# Wo Lüfter anstecken? (Kein 3-pin-Stecker am Netzteil)



## Kornspitz (16. Dezember 2009)

*Wo Lüfter anstecken? (Kein 3-pin-Stecker am Netzteil)*

Hallo!

Bin grad dabei mir meinen neuen PC zusammenzubauen, und weiß nicht wie ich die Lüfter anschließen soll. Wenn möglich würd ich's gern ohne zusätzliche Teile (Lüftersteuerung) einbauen.

Ich hab 2 Lüfter (Scythe Slipstream 800), an denen ist jeweils ein 3pin-Stecker dran, und ein Adapter auf 4pin-Molex dabei.
Mein Mainboard (ASRock P43DE) hat nur den CPU-Lüfter-Steckplatz und zusätzlich nur EINEN 3pin-Fan-Stecker.
Das Netzteil (Be Quiet Pure Power 530) hat diese Steckplätze.

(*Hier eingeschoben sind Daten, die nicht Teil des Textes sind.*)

PR #3480, opened 2024-07-23
Marketplace header upgrades

elliedavidson:
Closes #<ISSUE_NUMBER>

### This PR: 

This PR adds new functions to the `BlockHeader` trait to accommodate the marketplace.  To enforce versioning the sequencer and HotShot will need to sure they call the appropriate `new()` function.  Two functions were added: `new_marketplace`, which is equivalent to `new_legacy`, and `get_auction_results`. 

### This PR does not: 

This PR does not implement version gating for the marketplace. 

### Key places to review: 

`block_contents.rs`


ss-es (approved):
Still not super familiar with the marketplace spec, but all looks good to me!

PR #3483, opened 2024-07-24
Topic refactor

rob-maron:
No linked issue

### This PR: 

Refactors all networks to broadcast messages through `Topics` instead of a static list of all recipients. This will be needed to allow operation with users dynamically leaving and joining the network.

### This PR does not: 

Make any breaking protocol changes

### Key places to review: 

`libp2p_network.rs`, `memory_network.rs`

### DIFF
--- a/crates/hotshot/src/traits/networking/libp2p_network.rs
+++ b/crates/hotshot/src/traits/networking/libp2p_network.rs
@@ -45,7 +45,7 @@ use hotshot_types::{
     traits::{
         election::Membership,
         metrics::{Counter, Gauge, Metrics, NoMetrics},
-        network::{self, ConnectedNetwork, NetworkError, ResponseMessage},
+        network::{self, ConnectedNetwork, NetworkError, ResponseMessage, Topic},
         node_implementation::{ConsensusTime, NodeType},
         signature_key::SignatureKey,
     },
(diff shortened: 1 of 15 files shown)


crates/hotshot/src/traits/networking/libp2p_network.rs
```diff
@@ -931,20 +932,22 @@ impl<K: SignatureKey + 'static> ConnectedNetwork<K> for Libp2pNetwork<K> {
...
-                    source: Box::new(NetworkNodeHandleError::NoSuchTopic),
-                }
-            })?
-            .clone();
 
-        // gossip doesn't broadcast from itself, so special case
-        if recipients.contains(&self.inner.pk) {
-            // send to self
+        // If the topic existed,
+        if let Some(topic_subscribers) = topic_map.get_by_right(&topic) {
```
bfish713, line 940: Can we flip the topic map now so the topic is the key and recipients are value.  Or better yet can we remove it and just saved the topics we are subscribed to handle the short circuit?

crates/types/src/traits/network.rs
```diff
@@ -274,7 +274,7 @@ pub trait ConnectedNetwork<K: SignatureKey + 'static>: Clone + Send + Sync + 'st
     async fn broadcast_message(
         &self,
         message: Vec<u8>,
-        recipients: BTreeSet<K>,
+        topic: Topic,
         broadcast_delay: BroadcastDelay,
     ) -> Result<(), NetworkError>;
```
bfish713, line 279: Why did broadcast DA not also change?

bfish713 (changes requested):
Requesting changes to have broadcast da also accept a topic. Also given the calls to the network are already split, do we even need to pass a topic in as an argument to the connected network?   Either way `broadcast_message` and `broadcast_da_message` should have the same signature, or be combined again

crates/types/src/traits/network.rs
rob-maron: DA broadcast is a direct send to all recipients instead of an actual broadcast

rob-maron: I think we should remove `da_broadcast_message` and conditionally on the topic have the DA specific logic when needed (as in Libp2p)

bfish713 (approved):

Issue #3462, opened 2024-07-18
[Audit] - Fetch Blocks Properly when Leader Consecutively


bfish713:
### What is this task and why do we need to work on it?

The transactions task has logic to detect missed views and fetch a block for the next view or the current view.  However we could be the leader for both the current view and the next view, in that case we'll only get a block for the first view we lead

### What are the acceptance criteria to close this issue?

Fix the issue and write a test where a node leads twice after a skipped view.

PR #3491, opened 2024-07-25
[Audit] - Fetch Blocks Properly when Leader Consecutively

lukeiannucci:
Closes #[3462](https://github.com/EspressoSystems/HotShot/issues/3462)

### This PR: 

Fixes a bug where a node could be the leader for the current and next view. Currently we only propose block for current view.

### DIFF
--- a/crates/hotshot/src/traits/election/static_committee_leader_two_views.rs
+++ b/crates/hotshot/src/traits/election/static_committee_leader_two_views.rs
@@ -66,7 +66,8 @@ where
     )))]
     /// Index the vector of public keys with the current view number
     fn leader(&self, view_number: TYPES::Time) -> PUBKEY {
-        // this will break other test cases
+        // two connsecutive views will have same index starting with even number.
+        // eg 0->1, 2->3 ... 10->11 etc
         let index = usize::try_from((*view_number / 2) % self.all_nodes_with_stake.len() as u64).unwrap();
         let res = self.all_nodes_with_stake[index].clone();
         TYPES::SignatureKey::public_key(&res)
--- a/crates/hotshot/src/traits/election/static_committee_leader_two_views.rs
+++ b/crates/hotshot/src/traits/election/static_committee_leader_two_views.rs
@@ -1,0 +1,215 @@
+use std::{marker::PhantomData, num::NonZeroU64};
+
+use ethereum_types::U256;
+// use ark_bls12_381::Parameters as Param381;
+use hotshot_types::traits::signature_key::StakeTableEntryType;
+use hotshot_types::{
+    signature_key::BLSPubKey,
+    traits::{election::Membership, node_implementation::NodeType, signature_key::SignatureKey},
+    PeerConfig,
+};
+#[cfg(feature = "randomized-leader-election")]
+use rand::{rngs::StdRng, Rng};
+use tracing::debug;
+
+/// Dummy implementation of [`Membership`]
+
+#[derive(Clone, Debug, Eq, PartialEq, Hash)]
+pub struct StaticCommitteeLeaderForTwoViews<T, PUBKEY: SignatureKey> {
+    /// All the nodes participating and their stake
+    all_nodes_with_stake: Vec<PUBKEY::StakeTableEntry>,
+    /// The nodes on the static committee and their stake
+    committee_nodes_with_stake: Vec<PUBKEY::StakeTableEntry>,
+    /// builder nodes
+    committee_nodes_without_stake: Vec<PUBKEY>,
+    /// the number of fixed leader for gpuvid
+    fixed_leader_for_gpuvid: usize,
+    /// Node type phantom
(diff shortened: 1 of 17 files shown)


crates/hotshot/src/traits/election/static_committee_leader_two_views.rs
```diff
@@ -0,0 +1,217 @@
...
+{
+    /// Clone the public key and corresponding stake table for current elected committee
+    fn committee_qc_stake_table(&self) -> Vec<PUBKEY::StakeTableEntry> {
+        self.committee_nodes_with_stake.clone()
+    }
+
+    #[cfg(not(any(
+        feature = "randomized-leader-election",
+        feature = "fixed-leader-election"
+    )))]
```
bfish713, line 66: I don't think it makes sense to have these features inside this impl.  I think this should just apply to the entire struct, or not have the feature gating at all

crates/hotshot/src/traits/election/static_committee_leader_two_views.rs
```diff
@@ -0,0 +1,217 @@
...
+    fn leader(&self, view_number: TYPES::Time) -> PUBKEY {
+        // two connsecutive views will have same index starting with even number.
+        // eg 0->1, 2->3 ... 10->11 etc
+        let index =
+            usize::try_from((*view_number / 2) % self.all_nodes_with_stake.len() as u64).unwrap();
+        let res = self.all_nodes_with_stake[index].clone();
+        TYPES::SignatureKey::public_key(&res)
+    }
+
+    #[cfg(feature = "fixed-leader-election")]
```
bfish713, line 77: See above comment, but given this impl is specifically for a certain leader election we should not be implementing the fixed leader version

crates/hotshot/src/traits/election/static_committee_leader_two_views.rs
```diff
@@ -0,0 +1,217 @@
...
+            || self.fixed_leader_for_gpuvid > self.all_nodes_with_stake.len()
+        {
+            panic!("fixed_leader_for_gpuvid is not set correctly.");
+        }
+        let index = usize::try_from(*view_number % self.fixed_leader_for_gpuvid as u64).unwrap();
+        let res = self.all_nodes_with_stake[index].clone();
+        TYPES::SignatureKey::public_key(&res)
+    }
+
+    #[cfg(feature = "randomized-leader-election")]
```
bfish713, line 91: Same as above

crates/task-impls/src/transactions.rs
```diff
@@ -360,30 +360,41 @@ impl<TYPES: NodeType, I: NodeImplementation<TYPES>> TransactionTaskState<TYPES,
...
+                let block_views = match (make_block, next_leader) {
+                    // case where we are next leader and current leader
+                    (true, true) => vec![self.cur_view, next_view],
+                    // current view leader
+                    (true, false) => vec![self.cur_view],
+                    // next view leader
+                    (false, true) => vec![next_view],
+                    (false, false) => {
+                        // return if we aren't the next leader or we skipped last view and aren't the current leader.
+                        debug!("Not next leader for view {:?}", self.cur_view);
```
bfish713, line 374: I'm not sure if it's better but this logic, and the for loop below could be 2 if statements:

```rust
if make_block {
    // make block for self.cur_view
}
if next_leader {
    // make block for next_view
}
```

At the very least I think we can get rid of this match statement and push the just like above

crates/task-impls/src/transactions.rs
```diff
@@ -360,30 +360,41 @@ impl<TYPES: NodeType, I: NodeImplementation<TYPES>> TransactionTaskState<TYPES,
...
+                        }
+                    };
+
+                    if version < MarketplaceVersion::VERSION {
+                        self.handle_view_change_legacy(&event_stream, block_view)
+                            .await;
+                    } else {
+                        self.handle_view_change_marketplace(&event_stream, block_view)
+                            .await;
+                    }
```
bfish713, line 397: If you switch to 2 if statments maybe we can refactor this into a simple helper like `handle_view_change(&self, event_stream: &Sender<..>, view: TYPES::Time)`

bfish713 (commented):
Overall looks good, just had a few suggestions to remove code, and maybe make the logic in the transaction task a bit easier to follow, but that's up to you

crates/task-impls/src/transactions.rs
lukeiannucci: agreed, this was cleaned up recently which i think switch to the above idea works better now.

crates/hotshot/src/traits/election/static_committee_leader_two_views.rs
lukeiannucci: yep i had it before i did some refactoring and making the test build_system_handle generic. now it is not needed

bfish713 (approved):

PR #3493, opened 2024-07-26
[Marketplace] Builder API adjustments

QuentinI:
Closes #0000

### This PR: 
- Adjusts bundle type signature
- Adds /bundle to marketplace builder API
- Removes old endpoints from marketplace builder API
- Removes dead code in transaction task
- Lifts fetching bundles from `AuctionResultsProvider` to transaction task, as it needs to use the builder client, which isn't available in `hotshot-types`

### This PR does not: 
- Implement full bundle-fetching algorithm analogous to legacy block-claiming algorithm
- Implement test builders for new builder API


crates/task-impls/src/transactions.rs
```diff
@@ -240,11 +240,36 @@ impl<TYPES: NodeType, I: NodeImplementation<TYPES>> TransactionTaskState<TYPES,
...
+
+                let mut bundles = Vec::new();
+
+                for bundle in join_all(futures).await {
+                    match bundle {
+                        Ok(Ok(b)) => bundles.push(b),
+                        _ => continue,
+                    }
+                }
+
```
elliedavidson, line 272: This section looks good to me

elliedavidson (approved):

crates/task-impls/src/transactions.rs
ss-es: Looks fine to me too, though I think it would be nice to have this logic be a separate function. We can make an issue for that/do it later though.

QuentinI: Yeah, we can do it when implementing this part of the spec:
> Query all builders in parallel, have a timeout that is constrained by a max system timeout of 1 second, and a minimum set by 2/3 of the builders, then add 10% additional time for the remaining 1/3 to resolve.

QuentinI: Although I'm not opposed to factoring it out now, won't take long.

ss-es (approved):
I'm not particularly familiar with this portion of the code, but as far as I can tell it looks good to me!

PR #3495, opened 2024-07-26
Lr/split validation

### LINKED ISSUE #3494: [DEPENDENCY_REFACTOR] - Split quorum proposal validation

The task is to split the quorum proposal validation. We want to split it into smaller parts, preferably the first part would preliminary checks allowing spoofed proposals to be early discarded.

Analyse validation process and split it in logical parts.

Use the preliminary checked proposal in Quorum Proposal Task in dependency tasks instead of non-validated proposal.

Spoofed proposals should no longer trigger quorum proposal dependency tasks.

_No response_

lukaszrzasik:
Closes #3494

### This PR: 

Adds a new `HotShotEvent::QuorumProposalPreliminarilyValidated`. This event indicates that the received quorum proposal has been preliminarily validated. This means that the quorum proposal 
i. is not for an old view,
ii. has been correctly signed by the leader of the current view,
iii. includes a valid justify QC.
The `HotShotEvent::QuorumProposalPreliminarilyValidated` is received by the `QuorumProposalTaskState` instead of `HotShotEvent::QuorumProposalRecv`. It protects the `QuorumProposalTaskState` against spoofed quorum proposals.

Additionally:
i. Moves the signature check from `validate_proposal_safety_and_liveness` to `validate_proposal_view_and_certs`.
ii. Broadcasts `HighQcUpdated` instead of `UpdateHighQc` at the end of `handle_quorum_proposal_recv` because it is more accurate and saves us from a redundant shared consensus state update.

### This PR does not: 

This PR allows dependency tasks-based consensus to progress when flooded with spoofed quorum proposals but the progression is much slower than normal.

### Key places to review: 

crates/task-impls/src/helpers.rs
crates/task-impls/src/quorum_proposal_recv/handlers.rs
crates/task-impls/src/quorum_proposal/mod.rs

### How to test this PR:

All tests should pass.
The change has been tested with `demo-native` and one of the nodes sending spoofed quorum proposals. The consensus progresses correctly. Only the faulty leader's views timeout.


crates/task-impls/src/helpers.rs
```diff
@@ -500,9 +486,18 @@ pub fn validate_proposal_view_and_certs<TYPES: NodeType>(
...
+    // There is a mistake here originating in the genesis leaf/qc commit. This should be replaced by:
+    //
+    //    proposal.validate_signature(&quorum_membership)?;
+    //
+    // in a future PR.
+    let proposed_leaf = Leaf::from_quorum_proposal(&proposal.data);
     ensure!(
-        view_leader_key == *sender,
-        "Leader key does not match key in proposal"
+        view_leader_key.validate(&proposal.signature, proposed_leaf.commit().as_ref()),
```
jparr721, line 499: This `validate_signature` method exists now. Should we just use that?

crates/task-impls/src/events.rs
```diff
@@ -191,6 +191,13 @@ pub enum HotShotEvent<TYPES: NodeType> {
 
     /// A new high_qc has been updated in `Consensus`.
     HighQcUpdated(QuorumCertificate<TYPES>),
+
+    /// A quorum proposal has been preliminarily validated.
+    /// The preliminary checks include:
+    /// 1. The proposal is not for an old view
+    /// 2. The proposal has been correctly signed by the leader of the current view
+    /// 3. The justify QC is valid
+    QuorumProposalPreliminarilyValidated(Proposal<TYPES, QuorumProposal<TYPES>>),
```
jparr721, line 200: Do you think it'd be helpful to elucidate how this event is different from the `QuorumProposalValidated` event? Unfortunately, it looks like the `QuorumProposalValidated` event's doc comment doesn't give much information right now, so an unfamiliar reader might not be able to trivially differentiate the two events without tracing the validation paths.

jparr721 (commented):
Great work, just a couple things I'd like your opinion on.

bfish713 (dismissed):

crates/task-impls/src/events.rs
```diff
@@ -84,6 +84,11 @@ pub enum HotShotEvent<TYPES: NodeType> {
     /// All dependencies for the quorum vote are validated.
     QuorumVoteDependenciesValidated(TYPES::Time),
     /// A quorum proposal with the given parent leaf is validated.
+    /// The full validation checks include:
```
jparr721, line 87: Love this!

crates/task-impls/src/helpers.rs
```diff
@@ -499,11 +484,14 @@ pub fn validate_proposal_view_and_certs<TYPES: NodeType>(
...
     );
 
-    let view_leader_key = quorum_membership.leader(view);
-    ensure!(
-        view_leader_key == *sender,
-        "Leader key does not match key in proposal"
-    );
+    // Validate the proposal's signature. This should also catch if the leaf_commitment does not equal our calculated parent commitment
+    //
+    // There is a mistake here originating in the genesis leaf/qc commit. This should be replaced by:
```
jparr721, line 489: Looks like we might be able to remove this comment entirely? Looks like we can keep the above, but the "there is a mistake here" part seems to be rectified.

jparr721 (commented):
Looks good, one last little thing

jparr721 (approved):

PR #3508, opened 2024-07-29
[AUDIT][Med/Low Severity] Fix race condition in state update for block building

jparr721:
Closes #<ISSUE_NUMBER>

### This PR: 
Hotshot initiates a block build request when a node is the leader of the next view. This process is handled via the `wait_for_block` function call. However, a race condition exists concerning the timing of reads and writes to the `validated_state_map`.

When `validate_proposal_safety_and_liveness` is called, it can update the `validated_state_map` after the `ViewChange` from the `update_view` function is processed. This results in `wait_for_block` reading stale state as the parent during the while loop lookup. 

This PR fixes the issue by moving the `update_view` call to happen *after* the validated state update has occurred and it also adds another call site to the liveness branch.

### DIFF
--- a/crates/testing/tests/tests_1/quorum_proposal_recv_task.rs
+++ b/crates/testing/tests/tests_1/quorum_proposal_recv_task.rs
@@ -80,7 +80,6 @@ async fn test_quorum_proposal_recv_task() {
     )]];
 
     let expectations = vec![Expectations::from_outputs(vec![
-        exact(ViewChange(ViewNumber::new(2))),
         exact(UpdateHighQc(proposals[1].data.justify_qc.clone())),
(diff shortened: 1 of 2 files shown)


crates/testing/tests/tests_1/quorum_proposal_recv_task.rs
```diff
@@ -95,6 +94,7 @@ async fn test_quorum_proposal_recv_task() {
             proposals[1].data.clone(),
             leaves[0].clone(),
         )),
+        exact(ViewChange(ViewNumber::new(2))),
```
jparr721, line 97: This is a serial output, so this test changed but the liveness test did not need to.

PR #3509, opened 2024-07-29
Fix CDN-only example

rob-maron:
Fixes the CDN-only example by creating a random file in a temporary directory instead of the current.


elliedavidson (approved):
:)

1. Kann ich die Lüfter mit dem 4-pin-Molex-Adapter direkt ans Netzteil anstecken? Bei den Netzteil-Steckern steht zwar HDD/DVD drauf, aber sonst gibt's keinen der dafür in Frage kommt. ?!
2. Spricht was dagegen, 1 Lüfter am Netzteil und den anderen am Mainboard anzustecken? Und wenn ich's so mach: Ist egal, welchen ich wo ansteck? Ich würd dann wohl den hinteren am Netzteil anstecken, wegen Unterdruck und Lautstärke.
3. Kann ich beide am Mainboard anstecken? In der Anleitung vom MB steht nix drüber, ob der 2 Lüfter verträgt. Würd das überhaupt viel bringen? Die Slipstream 800er sollen eh so leise sein, da macht's wohl eh nix wenn der mit dem 4pin-Stecker am Netzteil hängt und immer läuft, oder?

Vielen Dank im Voraus!

Mfg


----------



## ole88 (16. Dezember 2009)

*AW: Wo Lüfter anstecken? (Kein 3-pin-Stecker am Netzteil)*

1.ja kannst du ohne probs machen
2.es spricht nichts dagegen, der wo am nt hängt läuft noch so 2-3min nach somit würde ich einen nehmen der die warme luft rausbefördert also denn hinteren.
3.ja mit einem y-stecker geht auch das, jedes normale mb hält 2 lüfter an einem steckplatz aus


----------



## hulkhardy1 (16. Dezember 2009)

*AW: Wo Lüfter anstecken? (Kein 3-pin-Stecker am Netzteil)*

die be quiet haben meist auch noch eine Anlaufautomatik die am Anfang für einen kurzen Augenblick eine Stromspitze geben um die Lüfter zu starten das auf garkeinen Fall einer hängen bleibt, und die laufen 3min nach (nach dem Ausschallten).


----------



## Kornspitz (16. Dezember 2009)

*AW: Wo Lüfter anstecken? (Kein 3-pin-Stecker am Netzteil)*

Ok, dann mach ich's wie geplant und steck den vorderen am MB, und den hinteren am NT an.

Danke!


----------